↓↓↓

PR #2336, opened 2023-01-22
pluginsystem.py: give core_commands a human_name

slook:
+ Added: Human name of "core_commands" plugin to application_name + "Commands", i.e: "Nicotine+ Commands"

The string appears for the main group in the `/help` output as well as for the title of `self.log` messages.

Without a `human_name` value, the plugin log function is not really usable, if we were to ever want to use that.


mathiascode:
Perhaps we should just add a PLUGININFO file.

slook:
Done

mathiascode:
PLUGININFO files should support translations, so you could use the underscore syntax for the name.

slook:
done

mathiascode:
Thanks!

↑↑↑

PROBLEM TO SOLVE — Look through the entries above and report the number of lines that contain "should". Write only the number.

EXPECTED ANSWER — 2